After reviewing this study, Cheng-Han Chen, MD, a board certified interventional cardiologist and medical director of the Structural Heart Program at MemorialCare Saddleback Medical Center in Laguna Hills, CA, told MNT that this study establishes that changes in various classes of molecules involved in human health seem to happen at specific time periods in a person’s life, rather than gradually throughout someone’s life.
“This is an important finding that will help us better understand the biochemical changes that underlie aging, and potentially provide targets for therapy depending on someone’s stage in life,” Chen continued.
“It is unclear why there are such large changes specifically around the ages of 40 and 60. Further research will be necessary to identify the mechanisms and potential biological rationale for the changes around those time periods.”
— Cheng-Han Chen, MD
“Science is only beginning to understand the biological mechanisms involved in aging. Studies like this help us to identify the basis of normal aging and, in turn, provide insight into how deviations in normal biology led to diseases such as cardiovascular disease. Ultimately, this will help us understand how to keep our patients healthy and aging well. It may also help us to develop new therapies for diseases that result from abnormal aging,” he added.
MNT also spoke with Manisha Parulekar, MD, FACP, AGSF, CMD, director of the Division of Geriatrics at Hackensack University Medical Center, co-director of the Center for Memory Loss and Brain Health at Hackensack University Medical Center, and associate professor at Hackensack Meridian School of Medicine in New Jersey, about this study.
“We are all trying to understand the aging process and chronic conditions.
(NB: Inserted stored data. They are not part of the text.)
PR #619, opened 2020-11-06
deflake `Control.click` and `Control.selectDropdownMenu`

jtnord:
fixes various flakes.

`click()` was flaky when the WebElement had to be scrolled into view due to obsuring by the "Save" and "Apply" buttons (so we waitfor the click to happen).

the dropDown selector was flaky and would sometimes not be visible - so also changed to using waits (and update the code that was sleeping to use wait to make the tests faster where possible)

### DIFF
--- a/src/main/java/org/jenkinsci/test/acceptance/po/Control.java
+++ b/src/main/java/org/jenkinsci/test/acceptance/po/Control.java
@@ -1,13 +1,15 @@
 package org.jenkinsci.test.acceptance.po;
 
 import java.time.Duration;
+import java.util.concurrent.TimeUnit;
+
 import javax.annotation.Nullable;
 
 import org.apache.commons.lang3.StringUtils;
 import org.jenkinsci.test.acceptance.selenium.Scroller;
 import org.openqa.selenium.By;
+import org.openqa.selenium.ElementClickInterceptedException;
 import org.openqa.selenium.JavascriptExecutor;
-import org.openqa.selenium.Keys;
 import org.openqa.selenium.NoSuchElementException;
 import org.openqa.selenium.WebElement;
 import org.openqa.selenium.support.ui.Select;
@@ -103,7 +105,14 @@ public class Control extends CapybaraPortingLayerImpl {
      * @see #clickAndWaitToBecomeStale(Duration)
      */
     public void click() {
-        resolve().click();
+        WebElement we = resolve();
+        // button may be obscured by say the "Save Apply" screen so we wait as Selenium will do a scroll but the CSS 
+        // can take a while to update the layout \o/
+        waitFor(we).
+               withTimeout(time.seconds(1), TimeUnit.MILLISECONDS).
+               pollingEvery(time.milliseconds(100), TimeUnit.MILLISECONDS).
+               ignoring(ElementClickInterceptedException.class).
+               until(() -> {we.click(); return true;});
     }
 
 
--- a/src/main/java/org/jenkinsci/test/acceptance/po/Control.java
+++ b/src/main/java/org/jenkinsci/test/acceptance/po/Control.java
@@ -196,6 +196,8 @@ public class Control extends CapybaraPortingLayerImpl {
     public void selectDropdownMenu(Class type) {
         click();
         WebElement we = findCaption(type,findDropDownMenuItem);
+        // the element may not yet be visible so wait for it to become shown after the click above
+        waitFor(we).pollingEvery(100L, TimeUnit.MILLISECONDS).withTimeout(time.milliseconds(1000), TimeUnit.MILLISECONDS).until(() -> we.isDisplayed());
         we.click();
         // wait until the menu is hidden
         waitFor(we).pollingEvery(100L, TimeUnit.MILLISECONDS).withTimeout(time.milliseconds(1000), TimeUnit.MILLISECONDS).until(() -> !we.isDisplayed());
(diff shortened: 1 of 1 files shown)


src/main/java/org/jenkinsci/test/acceptance/po/Control.java
```diff
@@ -103,7 +105,14 @@ public void check(boolean state) {
      * @see #clickAndWaitToBecomeStale(Duration)
      */
     public void click() {
-        resolve().click();
+        WebElement we = resolve();
+        // button may be obscured by say the "Save Apply" screen so we wait as Selenium will do a scroll but the CSS 
+        // can take a while to update the layout \o/
+        waitFor(we).
```
jtnord, line 111: @aHenryJard this is the flake in the MCP tests.

I would prefer a method to actually check if something is clickable rather than trying repeatedly but I could not find anything.

src/main/java/org/jenkinsci/test/acceptance/po/Control.java
```diff
@@ -186,15 +195,18 @@ public void set(Object text) {
      */
     public void selectDropdownMenu(Class type) {
         click();
-        findCaption(type,findDropDownMenuItem).click();
-        elasticSleep(1000);
```
jtnord, line 190: sleeps must die :)

now handled in [`findDropDownMenuItem`](https://github.com/jenkinsci/acceptance-test-harness/pull/619/files#diff-924ccb08900e51e37d8f6768a863e87795544b16c56986caa3047a709fb7d0c5R233-R238)

src/main/java/org/jenkinsci/test/acceptance/po/Control.java
```diff
@@ -218,8 +230,13 @@ protected WebElement find(String caption) {
                             "    }" +
                             ");"
             );
+            // we can not use `Select` as these are YUI menus and we need to wait for it to be visible
+            WebElement context = waitFor(menuButton).
+                    pollingEvery(100, TimeUnit.MILLISECONDS).
+                    withTimeout(time.milliseconds(1000), TimeUnit.MILLISECONDS).
+                    ignoring(NoSuchElementException.class).
+                    until((me) -> findElement(me, by.xpath("ancestor::*[contains(@class,'yui-menu-button')]/..")));
```
jtnord, line 238: looking at this this seems incorrect.
the element already exists and this method is not checking visibility.
we just need to wait for the context to be visible. after finding it.

src/main/java/org/jenkinsci/test/acceptance/po/Control.java
```diff
@@ -103,7 +105,14 @@ public void check(boolean state) {
      * @see #clickAndWaitToBecomeStale(Duration)
      */
     public void click() {
-        resolve().click();
+        WebElement we = resolve();
+        // button may be obscured by say the "Save Apply" screen so we wait as Selenium will do a scroll but the CSS 
+        // can take a while to update the layout \o/
+        waitFor(we).
+               withTimeout(time.seconds(1), TimeUnit.MILLISECONDS).
```
aHenryJard, line 112: This seems a lot of code to say 1 second.
Maybe `Duration.ofSeconds(1)` if it's the same ? I am not sure on the duration just by reading.

src/main/java/org/jenkinsci/test/acceptance/po/Control.java
```diff
@@ -186,15 +195,22 @@ public void set(Object text) {
      */
     public void selectDropdownMenu(Class type) {
         click();
-        findCaption(type,findDropDownMenuItem).click();
-        elasticSleep(1000);
+        WebElement we = findCaption(type,findDropDownMenuItem);
+        // the element may not yet be visible so wait for it to become shown after the click above
+        waitFor(we).pollingEvery(100L, TimeUnit.MILLISECONDS).withTimeout(time.milliseconds(1000), TimeUnit.MILLISECONDS).until(() -> we.isDisplayed());
```
aHenryJard, line 200: I see now that `time` is an ElasticTime .... can ElasticTime return a Duration maybe ?

aHenryJard (commented):
Thank you !!
I just find all timout/waiting times hard to read, if it's possible to use a shorter way like in Duration something similar to time.asSecond(1) time.asMillisecond(1000) it would be great.

src/main/java/org/jenkinsci/test/acceptance/po/Control.java
jtnord: `Duration` causes a different `WaitFor`.  obvious isn't it :)

src/main/java/org/jenkinsci/test/acceptance/po/Control.java
jtnord: we can not use Duration in this `waitFor`  the duration is defined in the `FluentWait` super class and then we can not use the `until` methods defined in our `Wait`

src/main/java/org/jenkinsci/test/acceptance/po/Control.java
jtnord: this is wrong.  we already use the elastic time in the `waitFor` so do not need to apply it twice.

aHenryJard (approved):

amuniz (approved):

amuniz:
99 failures, 314 in the latest master build... so this is improving the situation! Go ahead!

src/main/java/org/jenkinsci/test/acceptance/po/Control.java
```diff
@@ -103,7 +105,14 @@ public void check(boolean state) {
      * @see #clickAndWaitToBecomeStale(Duration)
      */
     public void click() {
-        resolve().click();
+        WebElement we = resolve();
+        // button may be obscured by say the "Save Apply" screen so we wait as Selenium will do a scroll but the CSS
```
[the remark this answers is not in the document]
jtnord: ahh thanks @amuniz I was wondering where the scrolling was happening as it didn;t seem to be Selenium :)

PR #432, opened 2016-11-01
Moved User Profile Info from Left-Hand Column into Tab Pane

mtribone:
Moves the user info from the left pane and into its own tab panel. Removes extra col-xs-12 and sets up left sidebar and tab content to behave and display more consistently on mobile and up.

Swaps the active tab to the user info and adds header information to each column, adds h1 to page and hides it visually for screen readers, makes user name h2, removes the extra edit button, and updates spec test for the correct link text.

Adds I18n translation for User Info tab. Font size and color tweaks.

Fix up the table a bit for style, display, and accessibility.

### DIFF
--- a/app/assets/stylesheets/scholarsphere/user_profile.scss
+++ b/app/assets/stylesheets/scholarsphere/user_profile.scss
@@ -1,0 +1,14 @@
+.highlighted-works {
+  margin-top: 1em;
+}
+
+.highlighted-works td {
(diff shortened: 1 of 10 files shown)


mtribone:
screen shot 2016-11-01 at 1 51 18 pm

mtribone:
screen shot 2016-11-01 at 1 51 31 pm

PR #489, opened 2016-12-07
[WIP] Hide thumbnails from screen readers

mtribone:
*** THERE MAY BE A BETTER WAY ***

Override the featured and recent views on the home page to add aria hidden true to the thumbnail image options. Updates the catalog views from Blacklight to hide the thumb via aria hidden. Updates the works and collections listings in the MY index partials.

Adds empty alt tag as an option for render thumbnail tag. Update spec test to switch i element to span element per Bootstrap styles.

### DIFF
--- a/app/views/catalog/_index_gallery.html.erb
+++ b/app/views/catalog/_index_gallery.html.erb
@@ -1,0 +1,8 @@
+<div class="document col-xs-6 col-md-3">
+  <div class="thumbnail">
+    <%= render_thumbnail_tag(document, { alt: '', "aria-hidden" => true }, :counter => document_counter_with_offset(document_counter)) %>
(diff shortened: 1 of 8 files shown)


carolyncole (changes requested):
@mtribone I wonder if overriding render_thumbnail_tag helper would be the easier way to hid all thumbnails from screen readers.

mtribone:
Yeah @awead and Derek and I worked on that on Friday in our refactoring session. Just trying to get the tests to run/pass. My branch is here:

https://github.com/psu-stewardship/scholarsphere/tree/thumbnails-%23464-3

mtribone:
Got a better way to do this. Abandon ship!

PR #536, opened 2017-01-11
Override uploader.js

### LINKED ISSUE #453: File Uploaded many small files fails
In ScholarSphere 3.0
When I create a new work
And I choose many (10 or more) small (15KB or less) files using add files or add folder
Then I get some blank lines where a file should be in the upload screen

awead:
Requires some rearranging of the javascript so we can limit concurrent uploads to only 1 file at a time.

This fixes #453 but it's not ideal. The ideal solution would be to have multiple concurrent uploads in our current deployment, however, I'm not sure if that possible give server setup, etc.

If you all are okay with this, we can merge. You can try it out on QA. It doesn't slow things down too much to do one file at a time. Let me know what you think: @cam156 @mtribone @olendorf

### DIFF
--- a/app/assets/javascripts/application.js
+++ b/app/assets/javascripts/application.js
@@ -8,5 +8,10 @@
 // Required by Blacklight
 //= require blacklight/blacklight
 
-//= require_tree .
+// Requiring each file individually so we can load Sufia's JS, with our overrides, at the end.
+//= require batch_edit
+//= require blacklight_gallery
+//= require openseadragon
+//= require scholarsphere_fileupload
+//= require scholarsphere_layout
 //= require sufia
--- a/app/assets/javascripts/sufia/uploader.js
+++ b/app/assets/javascripts/sufia/uploader.js
@@ -1,0 +1,74 @@
+// This is overriding Sufia's uploader.js so we can change the value of limitConcurrentUploads
+
+//= require fileupload/tmpl
+//= require fileupload/jquery.iframe-transport
+//= require fileupload/jquery.fileupload.js
+//= require fileupload/jquery.fileupload-process.js
+//= require fileupload/jquery.fileupload-validate.js
+//= require fileupload/jquery.fileupload-ui.js
+//
+/*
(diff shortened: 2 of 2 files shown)


app/assets/javascripts/sufia/uploader.js
```diff
@@ -0,0 +1,71 @@
...
+
+  $.fn.extend({
+    sufiaUploader: function( options ) {
+      // Initialize our jQuery File Upload widget.
+      // TODO: get these values from configuration.
+      this.fileupload($.extend({
+        // xhrFields: {withCredentials: true},              // to send cross-domain cookies
+        // acceptFileTypes: /(\.|\/)(png|mov|jpe?g|pdf)$/i, // not a strong check, just a regex on the filename
+        // limitMultiFileUploadSize: 500000000, // bytes
+        limitConcurrentUploads: 1,
```
carolyncole, line 33: @awead is this the line that makes all the difference?

app/assets/javascripts/application.js
```diff
@@ -8,5 +8,9 @@
 // Required by Blacklight
 //= require blacklight/blacklight
 
-//= require_tree .
-//= require sufia
\ No newline at end of file
+//= require batch_edit
```
carolyncole, line 12: @awead is this removal of require_tree needed for the PR or just a preference?

carolyncole (changes requested):
@awead The changes look ok.  Some comments either at the top or around the 1 to let us know what we changed and why would be nice.  We do not want to do a comparison a month or two from now and think we do not need this override.

app/assets/javascripts/application.js
awead: @cam156 require_tree was causing all kinds of JS loading errors.

app/assets/javascripts/sufia/uploader.js
awead: yep. I'll add a comment.

Issue #526, opened 2017-01-04
Edit Work <head><title> Content can be Better


mtribone:
"Web pages should include a TITLE tag within the HEAD area, and the title should be unique to each page on the Web site. The TITLE can be repeated as the H1 of the page."

http://accessibility.psu.edu/titleshtml/

We could do a little better job with the `<head><title>` and the work `<h1>` even though they both can be the same. Per the example on the accessibility site, we could give the `<head><title>` some context about its relationship in the site.

The `<head><title>` when editing a work shows both the work title and its work identifier.
"Star Wars Interfaces // Work [70r967436w] // ScholarSphere"

Perhaps a better example:
"Edit Work | Star Wars Interfaces | ScholarSphere"

carolyncole:
Changed the work head title to do the following:
1. Use the bar separator instead of the double //
1. First node should include page action (show vs edit)
1. Second Node should be title
1. Third node should be "Work id: "id""
1. Forth Node should be scholarSphere

`Edit Work| Star Wars Interfaces| Word id: 70r967436w| ScholarSphere`
`Work| Star Wars Interfaces| Word id: 70r967436w| ScholarSphere`

Make the collection title constant with work.

Issue #515, opened 2016-12-20
Work Show Page Needs Better <head><title> and Page H1


mtribone:
"Web pages should include a TITLE tag within the HEAD area, and the title should be unique to each page on the Web site. The TITLE can be repeated as the H1 of the page."

http://accessibility.psu.edu/titleshtml/

We could do a little better job with the `<head><title>` and the work `<h1>` even though they both can be the same. Per the example on the accessibility site, we could give the `<head><title>` some context about its relationship in the site.

Examples
1.  "I am the Work Title | ScholarSphere"
1.  "I am the Work Title | Works | ScholarSphere"

PR #538, opened 2017-01-11
Update <head><title> in Works and Collections for Better Accessibility

mtribone:
Fixes https://github.com/psu-stewardship/scholarsphere/issues/526 and https://github.com/psu-stewardship/scholarsphere/issues/515

Overrides construct_page_title method  and replaces `//` with ` | ` and defines page_title in work show presenter.

Adds the collection show page so that we can override the page title to keep it consistent with the style of the work show page.

Updates edit page for collections to follow style from work edit page.

Removes the construct_page_title method to just pass a string with dynamic elements to output contents of title element.

### DIFF
--- a/app/helpers/title_helper.rb
+++ b/app/helpers/title_helper.rb
@@ -1,0 +1,8 @@
+# frozen_string_literal: true
+module TitleHelper
+  include CurationConcerns::TitleHelper
+
+  def construct_page_title(*elements)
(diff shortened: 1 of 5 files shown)


mtribone:
In the views, I opted to skip the construct_page_title method and just stick with text and interpolated values. Holla back yo!

Issue #461, opened 2016-11-17
Strange errors in the dashboard with proxy deposits


carolyncole:
New Note 4

2016-11-17 11:53:53 -0500 (30460) 
ActiveFedora::ActiveFedoraError (Model mismatch. Expected CurationConcerns::WorkRelation::DummyModel. Got: FileSet):                                            
  active-fedora (10.3.0.rc2) lib/active_fedora/relation/finder_methods.rb:204:in `class_to_load'                                                                
  active-fedora (10.3.0.rc2) lib/active_fedora/relation/finder_methods.rb:195:in `load_from_fedora'                                                             
  active-fedora (10.3.0.rc2) lib/active_fedora/relation/finder_methods.rb:181:in `find_one'                                                                     
  active-fedora (10.3.0.rc2) lib/active_fedora/relation/finder_methods.rb:228:in `find_with_ids'                                                                
  active-fedora (10.3.0.rc2) lib/active_fedora/relation/finder_methods.rb:52:in `find'                                                                          
  active-fedora (10.3.0.rc2) lib/active_fedora/relation/finder_methods.rb:85:in `exists?'                                                                       
  /opt/heracles/deploy/scholarsphere/shared/bundle/ruby/2.3.0/bundler/gems/sufia-35c01618b4d3/app/models/proxy_deposit_request.rb:83:in `deleted_work?'

carolyncole:
It seems that if you have old proxies where the item no longer exists you get a very strange error about model miss match.  Once I deleted my proxy deposit request all was well.  That said we should look at how those request are being migrated and make sure they work.

carolyncole:
Handle any StandardException (Runtime or Other) instead of erroring

awead:
Steps to recreate:

1. bundle exec rake dev:clean db:reset
2. bundle exec rails s
3. log in and create a work
4. Visit the file set page for the work and copy the file set id from the url
5. bundle exec rails c
6. user = User.create
7. ProxyDepositRequest.create(work_id: [fileset id], sending_user_id: [your user id], receiving_user_id: user.id)
8. Visit http://localhost:3000/dashboard with your user id logged in

carolyncole:
@awead was there a change to handle the error?  Or did we decide not to handle the error?  What makes this ticket closed?

awead:
@cam156 I've rescued the error here:

[...]

PR #549, opened 2017-01-16
DO NOT MERGE: Override ProxyDepositRequest

awead:
This is to catch ActiveFedoraError model mismatch when a work is expected but we get a fileset instead. Ref #461 

@cam156 @mtribone This fixes the issue we've been seeing with the strange errors, but in order to do this, we have to override the entire ProxyDepositRequest model. It isn't namespaced like the controllers and other code so we can't use inheritance.

I believe the reason this was happening in the first place was that there were leftover records in the table that were once works but were reused as file sets. So, I'm not really sure what the likelihood is of this occurring during real use. Re-writing an entire class just to add 2 lines for this seems like overkill.

What do you all think?

### DIFF
--- a/app/models/proxy_deposit_request.rb
+++ b/app/models/proxy_deposit_request.rb
@@ -1,0 +1,114 @@
+# frozen_string_literal: true
+class ProxyDepositRequest < ActiveRecord::Base
+  include Blacklight::SearchHelper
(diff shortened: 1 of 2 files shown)


awead:
Do not merge until we've done a full import!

Some of the diseases like diabetes and Alzheimer’s are also suggesting that we have to start preventive interventions early on. It is interesting to see that this study is showing findings at these two age groups, around age 40 and 60. This may help us have a better conversation with our patients regarding various lifestyle modifications early on.”
— Manisha Parulekar, MD, FACP, AGSF, CMD
Parulekar said an abundance of most molecules and microbes in our bodies undergo periods of rapid change throughout our life span due to a complex interplay of factors, including development and growth, environmental factors, lifestyle factors, physiological changes, genetic factors, and disease and illness.
“It’s important to note that these factors often interact and influence each other. For example, diet can impact the gut microbiome, which in turn can influence the production of hormones and immune cells. Understanding the dynamic fluctuations of molecules and microbes across our life span is crucial for maintaining health and preventing disease. We can use these data points to help our patients understand the importance of certain interventions. It is always helpful to have data to support these conversations,” she said.